(Beginning of Supplied material)
PR #575, opened 2024-05-31
Maya: check for invalid reference compatible with Maya 2022

antirotor:
## Changelog Description
Check if reference is valid is using API call missing from Maya 2022 and older. This is adding backward compatibility.

## Testing notes:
(End of Supplied material)
● Exercise description:
Reproduce all of the records, keeping every character unchanged.

● Your solution:
PR #575, opened 2024-05-31
Maya: check for invalid reference compatible with Maya 2022

antirotor:
## Changelog Description
Check if reference is valid is using API call missing from Maya 2022 and older. This is adding backward compatibility.

## Testing notes:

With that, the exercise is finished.